Exercise brief
Lines with the string "builder" in the data below: report how many there are, and write nothing but the number.

Records for the task
---+---

PR #2627, opened 2025-10-20
chore: add chunk bytes library in prep for singleton schema work

josephschorr:
## Description

Adds a chunk bytes library to the common datastore code for easy storing and loading of byte data that will be chunked across multiple rows in the database, as some databases have soft or hard limits on the size of BLOB fields.

This will be used by singleton schemas to store schemas and, likely eventually, schema metadata

## Testing

Unit tests. This is very early and not used yet.

### DIFF
--- a/internal/datastore/common/chunkbytes.go
+++ b/internal/datastore/common/chunkbytes.go
@@ -1,0 +1,349 @@
+package common
+
+import (
+	"context"
+	"errors"
+	"fmt"
+
+	sq "github.com/Masterminds/squirrel"
+)
+
+// ChunkedBytesTransaction defines the interface for executing SQL queries within a transaction.
+type ChunkedBytesTransaction interface {
+	// ExecuteWrite executes an INSERT query.
+	ExecuteWrite(ctx context.Context, builder sq.InsertBuilder) error
+
+	// ExecuteDelete executes a DELETE query.
+	ExecuteDelete(ctx context.Context, builder sq.DeleteBuilder) error
+
+	// ExecuteUpdate executes an UPDATE query.
+	ExecuteUpdate(ctx context.Context, builder sq.UpdateBuilder) error
+}
+
+// ChunkedBytesExecutor defines the interface for creating transactions for chunked byte operations.
+type ChunkedBytesExecutor interface {
+	// BeginTransaction starts a new transaction for chunked byte operations.
+	BeginTransaction(ctx context.Context) (ChunkedBytesTransaction, error)
+
+	// ExecuteRead executes a SELECT query and returns the results as a map of chunk index to chunk data.
+	ExecuteRead(ctx context.Context, builder sq.SelectBuilder) (map[int][]byte, error)
+}
+
+// WriteMode defines how chunked data should be written.
+type WriteMode int
+
+const (
+	// WriteModeInsertWithTombstones inserts new chunks and marks old chunks with a tombstone.
+	// Requires TombstoneColumn to be set in config.
+	WriteModeInsertWithTombstones WriteMode = iota
+
+	// WriteModeDeleteAndInsert deletes all existing chunks for the key before inserting new ones.
+	// Useful for replacing data completely.
+	WriteModeDeleteAndInsert
+)
+
+// SQLByteChunkerConfig contains the configuration for creating a SQLByteChunker.
+type SQLByteChunkerConfig[T any] struct {
+	// TableName is the name of the table storing the chunked data.
+	TableName string
+
+	// NameColumn is the column name that stores the identifier for the byte data.
+	NameColumn string
+
+	// ChunkIndexColumn is the column name that stores the chunk index (0-based).
+	ChunkIndexColumn string
+
+	// ChunkDataColumn is the column name that stores the chunk bytes.
+	ChunkDataColumn string
+
+	// MaxChunkSize is the maximum size in bytes for each chunk.
+	MaxChunkSize int
+
+	// PlaceholderFormat is the placeholder format for SQL queries (e.g., sq.Question, sq.Dollar).
+	PlaceholderFormat sq.PlaceholderFormat
+
+	// Executor is the executor for running SQL queries.
+	Executor ChunkedBytesExecutor
+
+	// WriteMode defines how chunked data should be written (insert-with-tombstones or delete-and-insert).
+	WriteMode WriteMode
+
+	// CreatedAtColumn is the column name that stores when a row was created (alive timestamp/transaction ID).
+	// Required when WriteMode is WriteModeInsertWithTombstones.
+	CreatedAtColumn string
+
+	// DeletedAtColumn is the column name that stores when a row was deleted (tombstone timestamp/transaction ID).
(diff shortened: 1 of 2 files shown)


internal/datastore/common/chunkbytes.go
```diff
@@ -0,0 +1,379 @@
...
+}
+
+// chunkData splits the data into chunks of maxChunkSize.
+func (c *SQLByteChunker[T]) chunkData(data []byte) [][]byte {
+	if len(data) == 0 {
+		return nil
+	}
+
+	numChunks := (len(data) + c.maxChunkSize - 1) / c.maxChunkSize
+	chunks := make([][]byte, 0, numChunks)
```
tstirrat15, line 338: For my own edification: when you allocate a slice of slices, is that essentially a slice of pointers?

internal/datastore/common/chunkbytes_test.go
```diff
@@ -0,0 +1,712 @@
...
+	require.Len(t, txn.updateQueries, 1)
+	require.Len(t, txn.deleteQueries, 0)
+
+	// Check the UPDATE query (tombstone old chunks that are alive)
+	updateSQL := txn.capturedSQL[0]
+	require.Contains(t, updateSQL, "UPDATE test_table")
+	require.Contains(t, updateSQL, "SET deleted_at = ?")
+	require.Contains(t, updateSQL, "WHERE name = ?")
+	require.Contains(t, updateSQL, "AND deleted_at = ?")
+	require.Equal(t, []any{createdAt, "test-key", ^uint64(0)}, txn.capturedArgs[0])
```
tstirrat15, line 243: Why is this an `any`? and what is `^uint64(0)` supposed to represent? Is that a clever way of writing maxint?

internal/datastore/common/chunkbytes_test.go
```diff
@@ -0,0 +1,712 @@
...
+		},
+		{
+			name:          "exact chunk size",
+			data:          []byte("12345"),
+			expectedCount: 1,
+			expectedSizes: []int{5},
+		},
+		{
+			name:          "multiple exact chunks",
+			data:          []byte("1234567890"),
```
tstirrat15, line 611: Do these happen to line up because utf-8 is one byte per char for ascii characters?

tstirrat15 (dismissed):
See comments, looks good to me

miparnisari (commented):
I've amended your PR title from `feat:` to `chore:` because, for customers, this isn't a new feature _yet_

internal/datastore/common/chunkbytes.go
```diff
@@ -0,0 +1,379 @@
...
+	nameColumn        string
+	chunkIndexColumn  string
+	chunkDataColumn   string
+	maxChunkSize      int
+	placeholderFormat sq.PlaceholderFormat
+	executor          ChunkedBytesExecutor
+	writeMode         WriteMode
+	createdAtColumn   string
+	deletedAtColumn   string
+	aliveValue        T
```
miparnisari: all these fields are already defined in `SQLByteChunkerConfig`. why not just hold a pointer to it? this would reduce duplicate code and prevent you from having to write

```
return &SQLByteChunker[T]{
		tableName:         config.TableName,
		nameColumn:        config.NameColumn,
		chunkIndexColumn:  config.ChunkIndexColumn,
		chunkDataColumn:   config.ChunkDataColumn,
		maxChunkSize:      config.MaxChunkSize,
		placeholderFormat: config.PlaceholderFormat,
		executor:          config.Executor,
		writeMode:         config.WriteMode,
		createdAtColumn:   config.CreatedAtColumn,
		deletedAtColumn:   config.DeletedAtColumn,
		aliveValue:        config.AliveValue,
	}
```

which is dangerous, because if you add a new configuration you have to remember to update that code too

internal/datastore/common/chunkbytes.go
```diff
@@ -0,0 +1,379 @@
...
+	DeletedAtColumn string
+
+	// AliveValue is the value used to indicate a row has not been deleted yet (typically max int).
+	// Required when WriteMode is WriteModeInsertWithTombstones.
+	AliveValue T
+}
+
+// SQLByteChunker provides methods for reading and writing byte data
+// that is chunked across multiple rows in a SQL table.
+type SQLByteChunker[T any] struct {
```
miparnisari, line 86:
```suggestion
type IntOrString interface {
	~uint64 | ~string
}
// SQLByteChunker provides methods for reading and writing byte data
// that is chunked across multiple rows in a SQL table.
type SQLByteChunker[T IntOrString] struct {
```

internal/datastore/common/chunkbytes.go
```diff
@@ -0,0 +1,379 @@
...
+func (c *SQLByteChunker[T]) reassembleChunks(chunks map[int][]byte) ([]byte, error) {
+	if len(chunks) == 0 {
+		return nil, errors.New("no chunks found")
+	}
+
+	// Validate that we have all chunks from 0 to N-1
+	maxIndex := -1
+	for index := range chunks {
+		if index > maxIndex {
+			maxIndex = index
```
miparnisari:
```suggestion
		maxIndex = max(maxIndex, index)
```

internal/datastore/common/chunkbytes.go
```diff
@@ -0,0 +1,379 @@
...
+	totalSize := 0
+	for _, chunk := range chunks {
+		totalSize += len(chunk)
+	}
+
+	// Reassemble
+	result := make([]byte, 0, totalSize)
+	for i := 0; i <= maxIndex; i++ {
+		result = append(result, chunks[i]...)
+	}
```
miparnisari:
```suggestion
	// Validate that we have all chunks from 0 to N-1 and calculate total size
	maxIndex := -1
	totalSize := 0
	for index := range chunks {
		maxIndex = max(maxIndex, index)
		totalSize += len(chunks[index])
	}

	// Reassemble, while checking for missing chunks
	result := make([]byte, 0, totalSize)
	for i := 0; i <= maxIndex; i++ {
		if _, exists := chunks[i]; !exists {
			return nil, fmt.Errorf("missing chunk at index %d", i)
		}
		result = append(result, chunks[i]...)
	}
```

internal/datastore/common/chunkbytes.go
josephschorr: Basically, yes

internal/datastore/common/chunkbytes_test.go
josephschorr: Its any because the arguments to the SQL input can be different values of different types. And yes, it is

internal/datastore/common/chunkbytes_test.go
josephschorr: Yes

internal/datastore/common/chunkbytes.go
josephschorr: Its not just int or string; its an `xid8` in Postgres, for example

miparnisari (approved):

---+---

Final answer
4